== TRY IT ==
Would you please copy each line below that includes the string "response"?

☆ ☆ ☆ ☆ ☆ ☆ ☆

PR #4360, opened 2017-02-08
Add endpoint for debugging OAuth tokens

chdorner:
This endpoint will return some information about the token at hand. This
only works with OAuth 2 and developer tokens, not with our legacy client
JWT tokens. Since this will mostly be used by other developers, I don't
think we need to add support for our legacy client tokens to this
endpoint.

Example request with successful response for developer token:

```
GET /api/debug-token
Authorization: Bearer {developer token}

HTTP/1.1 200 OK
{
  "userid": "acct:chdorner@localhost",
  "issued_at": "2016-12-21T18:13:24.970395+00:00",
  "expired": false,
  "expires_at": null
}
```

Example request with successful response for OAuth 2 token:

```
GET /api/debug-token
Authorization: Bearer {developer token}

HTTP/1.1 200 OK
{
  "userid": "acct:fred@partner-1.org",
  "client": {
    "id": "5a2a8d1a-9074-11e6-b888-d705d9289341",
    "name": "Partner 1"
  },
  "issued_at": "2017-02-08T14:18:56.041786+00:00",
  "expires_at": "2017-02-08T15:18:49.868218+00:00"
  "expired": false,
}
```

There are two error cases.

1. The token is missing in the Authentication HTTP header:

```
GET /api/debug-token

HTTP/1.1 401 Unauthorized
{
  "error_description": "Bearer token is missing in Authorization HTTP header",
  "error": "missing_token"
}
```

2. The token either does not exist, or is expired:

```
GET /api/debug-token
Authorization: Bearer {expired token}

HTTP/1.1 401 Unauthorized
{
  "error_description": "Bearer token does not exist or is expired",
  "error": "missing_token"
}
```

### DIFF
--- a/h/services/auth_token.py
+++ b/h/services/auth_token.py
@@ -30,7 +30,10 @@ class AuthTokenService(object):
         """
 
         if token_str in self._validate_cache:
-            return self._validate_cache[token_str]
+            token = self._validate_cache[token_str]
+            if token is not None and token.is_valid():
+                return token
+            return None
 
         token = self._fetch_auth_token(token_str)
         self._validate_cache[token_str] = token
--- a/h/services/auth_token.py
+++ b/h/services/auth_token.py
@@ -32,16 +32,31 @@ class AuthTokenService(object):
         if token_str in self._validate_cache:
             return self._validate_cache[token_str]
 
-        token = self._fetch_token(token_str)
+        token = self._fetch_auth_token(token_str)
         self._validate_cache[token_str] = token
         if token is not None and token.is_valid():
             return token
         return None
 
-    def _fetch_token(self, token_str):
-        token_model = (self._session.query(models.Token)
-                       .filter_by(value=token_str)
-                       .one_or_none())
+    def fetch(self, token_str):
+        """
+        Fetch and return a token.
+
+        This returns a ``h.models.Token`` in comparison to what ``validate``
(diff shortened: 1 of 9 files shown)


h/services/auth_token.py
```diff
@@ -30,18 +30,24 @@ def validate(self, token_str):
...
         self._validate_cache[token_str] = token
         if token is not None and token.is_valid():
             return token
         return None
 
-    def _fetch_token(self, token_str):
-        token_model = (self._session.query(models.Token)
-                       .filter_by(value=token_str)
-                       .one_or_none())
+    def fetch(self, token_str):
```
fatbusinessman: Given this is a new public method we’re adding to the service, should it have a docstring too? Pretty much what’s in the commit message, from the look of it.

h/services/auth_token.py
```diff
@@ -30,18 +30,24 @@ def validate(self, token_str):
         """
 
         if token_str in self._validate_cache:
-            return self._validate_cache[token_str]
+            token = self._validate_cache[token_str]
+            if token is not None and token.is_valid():
```
fatbusinessman: Ah yes – well spotted. 👍

h/services/auth_token.py
chdorner: Done 👍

☆ ☆ ☆ ☆ ☆ ☆ ☆

== SOLUTION ==
Example request with successful response for developer token:
Example request with successful response for OAuth 2 token:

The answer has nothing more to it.